C’est ainsi que ces firmes se spécialisèrent dans l’art d’orienter la pensée de la population au bénéfice d’intérêts privés ou gouvernementaux. Elles créent le lien entre la vie démocratique théorique (l’illusion de toutes les libertés qui l’accompagne) et la vie démocratique réelle (les choix de la population sont orientés par les élites), via les médias. Par exemple, Edward Bernays parvint à augmenter les ventes de cigarettes en faisant de celles-ci un élément émancipateur pour les mouvements féministes. Il intégra certaines complices, fumant au sein d’une manifestation. Dans une société, où voir une femme fumer était très mal considéré, cet acte devint symbole d’émancipation de la femme.

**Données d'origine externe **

PR #1488, opened 2020-07-16
Improve Empty audience error message

### LINKED ISSUE #1410: Improve error message when 'aud' claim is empty
I'm currently attempting to verify a JWT received from Cognito, which [does not include the aud claim](https://stackoverflow.com/q/53148711/10100823).  As [the aud claim is optional](https://tools.ietf.org/html/rfc7519#section-4.1.3), this should be fine.  However, I'm receiving the error:

```
Error validating identity token: Microsoft.IdentityModel.Tokens.SecurityTokenInvalidAudienceException: IDX10214: Audience validation failed. Audiences: 'empty'. Did not match: validationParameters.ValidAudience: '[CENSORED]' or validationParameters.ValidAudiences: 'null'.
   at Microsoft.IdentityModel.Tokens.Validators.ValidateAudience(IEnumerable`1 audiences, SecurityToken securityToken, TokenValidationParameters validationParameters)
   at System.IdentityModel.Tokens.Jwt.JwtSecurityTokenHandler.ValidateTokenPayload(JwtSecurityToken jwtToken, TokenValidationParameters validationParameters)
```

It looks like [that error is being thrown here](https://github.com/AzureAD/azure-activedirectory-identitymodel-extensions-for-dotnet/blob/f5628e689e97b80fba3efe81fc33903076c97ad5/src/Microsoft.IdentityModel.Tokens/Validators.cs#L126), and 'empty' is just what`SerializeAsSingleCommaDelimitedString` gives back for [an empty list](https://github.com/AzureAD/azure-activedirectory-identitymodel-extensions-for-dotnet/blob/f5628e689e97b80fba3efe81fc33903076c97ad5/src/Microsoft.IdentityModel.Tokens/Utility.cs#L45).  Per discussion on #1402 , I'm disabling `validationParameters.ValidateAudience` as a workaround.

As the default PII settings won't show the 'empty' `aud` by default, the error message makes it seem as though something is being set as a default value, and adds some digging to figure out what's going on.  A clearer error message when `aud` is required but not present would be appreciated.

An example could just be "missing required claim: aud"

keegan-caruso:
Fixes #1410

### DIFF
--- a/src/Microsoft.IdentityModel.Tokens/Validators.cs
+++ b/src/Microsoft.IdentityModel.Tokens/Validators.cs
@@ -112,6 +112,11 @@ namespace Microsoft.IdentityModel.Tokens
             if (string.IsNullOrWhiteSpace(validationParameters.ValidAudience) && (validationParameters.ValidAudiences == null))
                 throw LogHelper.LogExceptionMessage(new SecurityTokenInvalidAudienceException(LogMessages.IDX10208) { InvalidAudience = Utility.SerializeAsSingleCommaDelimitedString(audiences) });
 
+            if (!audiences.Any())
+                throw LogHelper.LogExceptionMessage(
+                    new SecurityTokenInvalidAudienceException(LogHelper.FormatInvariant(LogMessages.IDX10206))
+                    { InvalidAudience = Utility.SerializeAsSingleCommaDelimitedString(audiences) });
+
             // create enumeration of all valid audiences from validationParameters
             var validationParametersAudiences = validationParameters.ValidAudiences == null
                 ? new [] { validationParameters.ValidAudience }
--- a/src/Microsoft.IdentityModel.Tokens/Validators.cs
+++ b/src/Microsoft.IdentityModel.Tokens/Validators.cs
@@ -30,7 +30,6 @@ using System.Collections.Generic;
 using System;
 using System.Linq;
 using System.Security.Cryptography.X509Certificates;
-using System.Globalization;
 
 namespace Microsoft.IdentityModel.Tokens
 {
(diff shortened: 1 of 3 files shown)


src/Microsoft.IdentityModel.Tokens/Validators.cs
```diff
@@ -129,40 +146,58 @@ public static void ValidateAudience(IEnumerable<string> audiences, SecurityToken
...
+            {
+                return true;
+            }
+
+            return false;
+        }
+
+        private static bool AudiencesMatchIgnoringTrailingSlash(string tokenAudience, string validAudience)
+        {
+            int length;
```
RojaEnnam: length can be assigned -1 here itself ?

src/Microsoft.IdentityModel.Tokens/Validators.cs
```diff
@@ -129,40 +146,58 @@ public static void ValidateAudience(IEnumerable<string> audiences, SecurityToken
...
-                    { InvalidAudience = Utility.SerializeAsSingleCommaDelimitedString(audiences) });
+            return false;
+        }
+
+        private static bool AudiencesMatch(TokenValidationParameters validationParameters, string tokenAudience, string validAudience)
+        {
+            if (validAudience.Length == tokenAudience.Length)
+            {
+                if (string.Equals(validAudience, tokenAudience, StringComparison.Ordinal))
+                {
```
RojaEnnam: nit: remove braces.

src/Microsoft.IdentityModel.Tokens/Validators.cs
keegan-caruso: Good call, that is easier to read. Originally just taking a naïve conversion from the nested ternary

RojaEnnam (approved):

GeoK (approved):

PR #1494, opened 2020-07-21
Dont call overridable methods in ctors

### LINKED ISSUE #1459: Do not call overridable methods in constructors
We recently added analyzers that show we are calling virtual methods inside constructors.
This could lead to unexpected results.

https://docs.microsoft.com/en-us/visualstudio/code-quality/ca2214?view=vs-2019 

We need to:
1. Fix these issues
2. Remove the exclusion from GlobalSuppressions.cs

keegan-caruso:
Fixes 1459


src/Microsoft.IdentityModel.Tokens/Encryption/SymmetricKeyWrapProvider.cs
```diff
@@ -66,13 +66,13 @@ public SymmetricKeyWrapProvider(SecurityKey key, string algorithm)
...
 
-            if (!IsSupportedAlgorithm(key, algorithm))
+            if (!SupportedAlgorithms.IsSupportedSymmetricKeyWrap(algorithm, key))
                 throw LogHelper.LogExceptionMessage(new NotSupportedException(LogHelper.FormatInvariant(LogMessages.IDX10661, algorithm, key)));
 
             Algorithm = algorithm;
             Key = key;
 
-            _symmetricAlgorithm = GetSymmetricAlgorithm(key, algorithm);
+            _symmetricAlgorithm = GetSymetricAlgorithmInternal(key, algorithm);
```
GeoK: I agree that this represents bad design and a code smell, but we might break some users who are leveraging this approach. Wondering if we could instead resolve an algorithm once (before use) and not invoke the method from the constructor? This seems to be harder to accomplish with AsymmetricSignatureProvider, though.

PR #1500, opened 2020-07-31
Serialize entropy, if present, on an RST

mjrousos:


brentschmaltz:
We added the code directly as this needed to be rebased.

PR #1505, opened 2020-08-12
Add Claims property to TokenValidationResult

### LINKED ISSUE #1194: Add property bag to TokenValidationResult
In the new world, it seems `ClaimsIdentity` is no longer king, as `JsonWebTokenHandler` exclusively uses `SecurityTokenDescriptor.Claims` (an "untyped" dictionary) instead of `SecurityTokenDescriptor.Subject`.

Would it make sense to have a property in `TokenValidationResult` exposing an equivalent to `SecurityTokenDescriptor.Claims`?

RojaEnnam:
Fixes #1194 

- Adds `Claims` property, that is equivalent to `SecurityTokenDescriptor.Claims` on `TokenValidationResult`.
- Sets `Claims` on `TokenValidationResult` after token validation.


test/Microsoft.IdentityModel.Tokens.Tests/TokenValidationResultTests.cs
```diff
@@ -45,8 +45,8 @@ public void GetSets()
             TokenValidationResult tokenValidationResult = new TokenValidationResult();
             Type type = typeof(TokenValidationResult);
             PropertyInfo[] properties = type.GetProperties();
-            if (properties.Length != 7)
-                Assert.True(false, "Number of public fields has changed from 7 to: " + properties.Length + ", adjust tests");
+            if (properties.Length != 8)
```
keegan-caruso, line 48: `PropertyNamesAndSetGetValue` looks like it is missing a new entry

src/Microsoft.IdentityModel.Tokens/TokenValidationResult.cs
```diff
@@ -35,6 +36,11 @@ namespace Microsoft.IdentityModel.Tokens
     /// </summary>
     public class TokenValidationResult
     {
+        /// <summary>
+        /// The <see cref="Dictionary{TKey, TValue}"/> created from the validated security token.
+        /// </summary>
+        public IDictionary<string, object> Claims { get; } = new Dictionary<string, object>(StringComparer.OrdinalIgnoreCase);
```
keegan-caruso, line 42: Correct me if I am wrong, but claim names should be case sensitive, yes?

Either way, would be good to add a line to the summary or a remarks section that indicates this uses OrdinalIgnoreCase or Ordinal

src/Microsoft.IdentityModel.JsonWebTokens/JsonWebTokenHandler.cs
```diff
@@ -1070,13 +1070,19 @@ public virtual TokenValidationResult ValidateToken(string token, TokenValidation
...
-                    return new TokenValidationResult
+                    var tokenValidationResult = new TokenValidationResult
                     {
                         SecurityToken = jwtToken,
                         ClaimsIdentity = innerTokenValidationResult.ClaimsIdentity,
                         IsValid = true,
                         TokenType = innerTokenValidationResult.TokenType
                     };
+
+                    var claims = JwtTokenUtilities.CreateDictionaryFromClaims(innerTokenValidationResult.ClaimsIdentity.Claims);
```
keegan-caruso, line 1081: You should be getting a suggestion from the editorconfig to use the type name instead of var here

src/Microsoft.IdentityModel.JsonWebTokens/JsonWebTokenHandler.cs
```diff
@@ -1109,14 +1115,20 @@ private TokenValidationResult ValidateTokenPayload(JsonWebToken jsonWebToken, To
...
             {
                 SecurityToken = jsonWebToken,
-                ClaimsIdentity = CreateClaimsIdentity(jsonWebToken, validationParameters, issuer),
+                ClaimsIdentity = claimsIdentity,
                 IsValid = true,
                 TokenType = type
             };
+
+            var claims = JwtTokenUtilities.CreateDictionaryFromClaims(claimsIdentity.Claims);
+            foreach (var claim in claims)
```
brentschmaltz, line 1128: @RojaEnnam  We should delay performing this until it is asked for as this will have a performance impact on all call graphs.

RojaEnnam: @brentschmaltz are you saying we should add the property but not set it on TokenValidationResult ?

RojaEnnam:
Closing this PR and moving it to #1514

Issue #1268, opened 2019-10-14
Throw SecurityTokenSignatureKeyNotFoundException when none of the supplied keys verify the signature.


brentschmaltz:
If there are keys made available to the runtime and none of them result in a verified signature, then throw SecurityTokenSignatureKeyNotFoundException. This will allow asp.net to trigger a refresh of metadata. 

Currently we do not throw if a kid is not found in the inbound jwt.

see: https://github.com/aspnet/AspNetCore/issues/12310

PR #1506, opened 2020-08-12
Throw SecurityTokenSignatureValidationFailedException when none of the provided keys verify the signature

### LINKED ISSUE #1431: Token decryption fails if incoming token doesn't have kid (key id) in the protected header.
My application receives encrypted web tokens from AAD. I am using the OWIN middleware for setting up the token decryption parameters. I am setting the `TokenValidationParameters.TokenDecryptionKeys` with a set of two certificates either of which might be used to encrypt the token. (I am testing the certificate rotation flow). 
However, when I am testing the code, I see the following error being reported -

```
Microsoft.Owin.Security.OAuth.OAuthBearerAuthenticationMiddleware Error: 0 : Authentication failed
Microsoft.IdentityModel.Tokens.SecurityTokenKeyWrapException: IDX10659: UnwrapKey failed, exception from cryptographic operation: 'System.Security.Cryptography.CryptographicException'
   at Microsoft.IdentityModel.Tokens.RsaKeyWrapProvider.UnwrapKey(Byte[] keyBytes)
   at System.IdentityModel.Tokens.Jwt.JwtSecurityTokenHandler.GetContentEncryptionKeys(JwtSecurityToken jwtToken, TokenValidationParameters validationParameters)
   at System.IdentityModel.Tokens.Jwt.JwtSecurityTokenHandler.DecryptToken(JwtSecurityToken jwtToken, TokenValidationParameters validationParameters)
   at Microsoft.Owin.Security.Jwt.JwtFormat.Unprotect(String protectedText)
```

If I remove the certificate which is currently not being used to encrypt the tokens then the error goes away.

I believe this has to do with the code here - 
https://github.com/AzureAD/azure-activedirectory-identitymodel-extensions-for-dotnet/blob/e4928aff114bf17ee04bd0360b15da6d33694b06/src/Microsoft.IdentityModel.JsonWebTokens/JsonWebTokenHandler.cs#L966

It should not be enclosing the if condition at 
https://github.com/AzureAD/azure-activedirectory-identitymodel-extensions-for-dotnet/blob/e4928aff114bf17ee04bd0360b15da6d33694b06/src/Microsoft.IdentityModel.JsonWebTokens/JsonWebTokenHandler.cs#L981

Looking for suggestions of what is the correct way out here.

Currently to unblock myself, I am adding a token decryption key resolver with the following code - (which is heavily influenced with the code in JsonWebTokenHandler)

```c#
private List<SecurityKey> TokenDecryptionKeyResolver(string token, SecurityToken securityToken, string kid, TokenValidationParameters validationParameters)
{
	using (X509Store store = new X509Store(StoreName.My, StoreLocation.LocalMachine))
	{
			store.Open(OpenFlags.ReadOnly | OpenFlags.OpenExistingOnly);
			X509Certificate2Collection certs = store.Certificates.Find(X509FindType.FindByThumbprint, <thumbprint_new>, true);
			var tokenEncryptionCert = certs[0];			
			certs = store.Certificates.Find(X509FindType.FindByThumbprint, <thumbprint_old>, true);
			var tokenEncryptionCertOld = certs[0];
	}
	List<X509SecurityKey> tokenDecryptionKeys = new List<X509SecurityKey> {
																	new X509SecurityKey(tokenEncryptionCert),
																	new X509SecurityKey(tokenEncryptionCertOld) };
	if (!string.IsNullOrEmpty(kid))
	{
			foreach (var key in tokenDecryptionKeys)
			{
					if (key != null && string.Equals(key.KeyId, kid, StringComparison.OrdinalIgnoreCase))
					{
							return new List<SecurityKey>() { key };
					}
			}
	}
	if (securityToken is JwtSecurityToken)
	{
			JwtSecurityToken jwtToken = securityToken as JwtSecurityToken;
			if (!string.IsNullOrEmpty(jwtToken?.Header.X5t))
			{
					foreach (var key in tokenDecryptionKeys)
					{
							if (string.Equals(key.X5t, jwtToken.Header.X5t, StringComparison.OrdinalIgnoreCase))
							{
									return new List<SecurityKey>() { key };
							}
					}
			}
	}
	return null;
}
```

RojaEnnam:
Fixes #1431, #1268 

1. Add `SecurityTokenSignatureValidationFailedException`  derived from `SecurityTokenSignatureKeyNotFoundException`.
2. Throw `SecurityTokenSignatureValidationFailedException` when a security token does not contain a key identifier and the signature validation is not successful with keys found by the runtime.
3. Modify current logic to also resolve encryption keys when security token does not contain key identifier.


src/Microsoft.IdentityModel.Tokens/Exceptions/SecurityTokenSignatureValidationFailedException.cs
```diff
@@ -0,0 +1,76 @@
...
+using System;
+using System.Runtime.Serialization;
+
+namespace Microsoft.IdentityModel.Tokens
+{
+    /// <summary>
+    /// This exception is thrown when a security token does not contain a key identifier and the signature validation is not successful with keys found by the runtime.
+    /// </summary>
+    [Serializable]
+    public class SecurityTokenSignatureValidationFailedException : SecurityTokenSignatureKeyNotFoundException
```
keegan-caruso, line 37: We need to be _careful_ with this

It should work with [OIDC](https://github.com/dotnet/aspnetcore/blob/bbf7c8780c42e3d32aeec8018367037784eb9181/src/Security/Authentication/OpenIdConnect/src/OpenIdConnectHandler.cs#L748)

It won't with [WsFed](https://github.com/dotnet/aspnetcore/blob/5ff9ed68d1cf6c89d72d27a69b00ed0ecd34daed/src/Security/Authentication/WsFederation/src/WsFederationHandler.cs#L298)

GeoK:
My understanding is that a fix for #1431 should be in JwtSecurityTokenHandler.

src/Microsoft.IdentityModel.Tokens/Exceptions/SecurityTokenSignatureValidationFailedException.cs
GeoK: Good point. JwtBearer is coded in a similar way as OIDC (`ex is SecurityTokenSignatureKeyNotFoundException`) which should work fine with the proposed model. 

However, we are not breaking the refresh scenario in WsFed with this change as Wilson is currently throwing `SecurityTokenInvalidSignatureException` when there is no 'kid', and keys couldn't validate the signature.

The right thing to do here would be to create a pull request for WsFed, so it's consistent with other handlers.
We would need similar PRs for Katana:
[oidc](https://github.com/aspnet/AspNetKatana/blob/635c92f641ad1e014eead31cc7a365004949fda5/src/Microsoft.Owin.Security.OpenIdConnect/OpenidConnectAuthenticationHandler.cs#L526)
[wsfed](https://github.com/aspnet/AspNetKatana/blob/e2b18ec84ceab7ffa29d80d89429c9988ab40144/src/Microsoft.Owin.Security.WsFederation/WsFederationAuthenticationHandler.cs#L372)

src/Microsoft.IdentityModel.JsonWebTokens/JsonWebTokenHandler.cs
```diff
@@ -977,30 +977,30 @@ protected virtual SecurityKey ResolveTokenDecryptionKey(string token, JsonWebTok
                             return key;
                     }
                 }
+            }
 
-                if (!string.IsNullOrEmpty(jwtToken.X5t))
```
GeoK, line 981: It would be great to have tests that verify the new behavior.

src/Microsoft.IdentityModel.Tokens/Exceptions/SecurityTokenSignatureValidationFailedException.cs
RojaEnnam: That is a Good point, for WsFed it wouldn't break the refresh scenario but #1268 will not be addressed. 

I agree about creating pull request for other handlers.

That makes me think of another scenario where the user is also using similar method as WsFed ( `exception.GetType().Equals(typeof(SecurityTokenSignatureKeyNotFoundException` ) to check what exception it is and is performing some action based on it, that would break things ? as we are currently throwing a derived exception( `SecurityTokenSignatureValidationFailedException` ) in place of `SecurityTokenInvalidSignatureException` .

brentschmaltz:
@RojaEnnam 1431 seems to be caused because in JwtSecurityTokenHandler.GetContentEncryptionKeys we will not try all keys. We could have a try / catch similar to what we do when we try all signing keys.

src/Microsoft.IdentityModel.Tokens/Exceptions/SecurityTokenSignatureValidationFailedException.cs
brentschmaltz: @keegan-caruso nice catch. I opened https://github.com/dotnet/aspnetcore/issues/24847 against asp.net.

@RojaEnnam  We can not make this change to a new exception. We will have stay with the existing exception.

RojaEnnam:
Closing this PR and moving it to #1515

PR #1508, opened 2020-08-12
Issue: https://github.com/AzureAD/azure-activedirectory-identitymodel…

### LINKED ISSUE #1200: EnvelopedSignatureWriter should be able to determine the Digest algorithm from signing algorithm
If SigningCredentials.Digest is null a fault is generated.
We should ask the CryptoProviderFactory to create the HashAlgorithm with similar logic as [here](https://github.com/AzureAD/azure-activedirectory-identitymodel-extensions-for-dotnet/blob/e69d0c77909334ddba19ac15a6d993adcc77e458/src/Microsoft.IdentityModel.Tokens/AsymmetricSignatureProvider.cs#L187)

brentschmaltz:
This address issue https://github.com/AzureAD/azure-activedirectory-identitymodel-extensions-for-dotnet/issues/1200
Where we want to determine the digest value from signature algorithm if the SigningCredentials.Digest is null.


test/Microsoft.IdentityModel.Xml.Tests/EnvelopedSignatureWriterTests.cs
```diff
@@ -150,13 +237,11 @@ public void RoundTripWsMetadata(EnvelopedSignatureTheoryData theoryData)
...
                 };
+
                 var buffer = new MemoryStream();
                 var esw = new EnvelopedSignatureWriter(XmlWriter.Create(buffer, settings), theoryData.SigningCredentials, theoryData.ReferenceId);
 
-                foreach (var action in theoryData.Action.GetInvocationList())
-                {
-                    action.DynamicInvoke(esw);
-                }
+                theoryData.Action.DynamicInvoke(esw);
```
keegan-caruso, line 244: nit: DynamicInvoke is going to be much slower than using Invoke or directly calling the delegate.

keegan-caruso (approved):

RojaEnnam (approved):

test/Microsoft.IdentityModel.Xml.Tests/EnvelopedSignatureWriterTests.cs
brentschmaltz: @keegan-caruso thanks, i am on the fence about actions in general. it makes it easy to set a breakpoint on the specific test, but adds a layer.

Issue #1501, opened 2020-08-03
Investigate issue with DTD processing suppression in XML in WsFederation


brentschmaltz:
We need to ensure this is not an issue.

aasembly: SuppressMessage("Security", "CA3075:Insecure DTD processing in XML", Justification = "Not created from factory, dtd is still prohibited", Scope = "member", Target = "~M:Microsoft.IdentityModel.Protocols.WsFederation.WsFederationMessage.GetTokenUsingXmlReader~System.String")]

PR #1509, opened 2020-08-13
Code cleanup to remove warning

brentschmaltz:
The code removed triggered a warning, also set XmlResolver to null as a precautionary item.
This cleans up https://github.com/AzureAD/azure-activedirectory-identitymodel-extensions-for-dotnet/issues/1501

### DIFF
--- a/src/Microsoft.IdentityModel.Protocols.WsFederation/WsFederationMessage.cs
+++ b/src/Microsoft.IdentityModel.Protocols.WsFederation/WsFederationMessage.cs
@@ -251,11 +251,8 @@ namespace Microsoft.IdentityModel.Protocols.WsFederation
 
             string token = null;
             using (var sr = new StringReader(Wresult))
-            using (var xmlReader = new XmlTextReader(sr) { DtdProcessing = DtdProcessing.Prohibit })
+            using (var xmlReader = new XmlTextReader(sr) { DtdProcessing = DtdProcessing.Prohibit, XmlResolver = null })
             {
-                if (xmlReader.Settings != null)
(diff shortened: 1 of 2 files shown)


src/Microsoft.IdentityModel.Protocols.WsFederation/WsFederationMessage.cs
```diff
@@ -251,11 +251,8 @@ public virtual string GetTokenUsingXmlReader()
 
             string token = null;
             using (var sr = new StringReader(Wresult))
-            using (var xmlReader = new XmlTextReader(sr) { DtdProcessing = DtdProcessing.Prohibit })
+            using (var xmlReader = new XmlTextReader(sr) { DtdProcessing = DtdProcessing.Prohibit, XmlResolver = null })
             {
-                if (xmlReader.Settings != null)
```
keegan-caruso, line 256: what is the history on this?

keegan-caruso (approved):

src/Microsoft.IdentityModel.Protocols.WsFederation/WsFederationMessage.cs
brentschmaltz: @keegan-caruso  That's part of what was causing the warning.
Some of our older code for netstandard 1.4 would not allow XmlreaderSettings to be set, so we had to check for null.
However, XmlTextReader allows setting DtdProcessing.Prohibit the code could be removed.

RojaEnnam (approved):

brentschmaltz:
https://github.com/AzureAD/azure-activedirectory-identitymodel-extensions-for-dotnet/pull/1509

PR #2194, opened 2023-07-28
Fix casing of Properties directory in updateAssemblyInfo.ps1 script

brentschmaltz:


brentschmaltz:
cherry-picked from dev.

Les médias sont aujourd’hui d’autant plus assujettis aux élites qu’ils sont désormais soumis aux lois du marché et par conséquent à un certain nombre de limites liées directement ou indirectement à une question de « rentabilité ». Lorsqu’une poignée d’individus se partage les actions de la totalité des médias de masse (incluant le cinéma), aucune idée risquant de fragiliser le système sur lequel ces élites ont construit leur domination ne peut circuler. Ainsi, si l’information ne provient pas d’un groupe de pression, du gouvernement, d’une entreprise ou d’une agence de presse, les autres sources d’informations procèdent d’une sélection qui s’opère au fil du temps. Les voix discordantes sont peu à peu écartées pour ne conserver que les sources extérieures qui seront en accord avec la doxa. Les individus consultés régulièrement acquerront alors le statut « d’expert » et une réputation de « fiabilité » dans les médias.

La nécessité de rentabilité les rend également à la merci des annonceurs. En effet, la publicité représente 70 % des revenus d’un journal et 90 % d’une chaîne de télévision. Cette exigence implique que les médias garantissent un haut niveau d’audience. Certains programmes ne servent ainsi qu’à cela, garantissant ainsi que les lecteurs ou auditeurs seront exposés aux annonces publicitaires. C’est ainsi qu’un arbitrage s’opère entre les sujets abordés et du traitement réservé à chacun de ces sujets. À cet égard, le site Project Censored a recensé les sujets qui n’ont pas été couverts par les médias. Pour l’année 2004 au Canada, on y trouve par exemple : la commercialisation des élections, la création d’un virus mortel par les États-Unis, l’espionnage de citoyens par des agences de sécurité, le procès d’une veuve suite aux attentats du 11 septembre 2001 contre le gouvernement et autres nombreux sujets.

Face à cela, plusieurs attitudes peuvent être choisies. Par exemple, il est important de prendre l’habitude d’identifier les sources des informations. Dans le cas des « grands médias », celles-ci sont récurrentes. Or, pour accéder à une information objective, il est nécessaire de varier ses sources. Il est également essentiel de repérer les connivences et renvois d’ascenseur. Les journalistes ont ainsi leurs interlocuteurs privilégiés parmi les élites et réciproquement dans le monde médiatique. De même, il est nécessaire de porter son attention sur le traitement des sujets. À ce titre, retranscrire le nombre de mots ou chronométrer le temps consacré à certains sujets au sein d’un journal télévisé est une expérience instructive. Cette attention permettra en outre de repérer tous les paralogismes, les euphémismes, les biais de présentation des images ou des présentations scientifiques.

Conclusion

Il est important de garder un équilibre entre lucidité, scepticisme et ouverture aux idées neuves, à un idéal. Toute personne qui ne serait que critique deviendrait détestable. Toute personne qui serait exagérément ouverte, c’est-à-dire crédule, ne saurait discerner la valeur des propos, toute information étant d’une égale validité.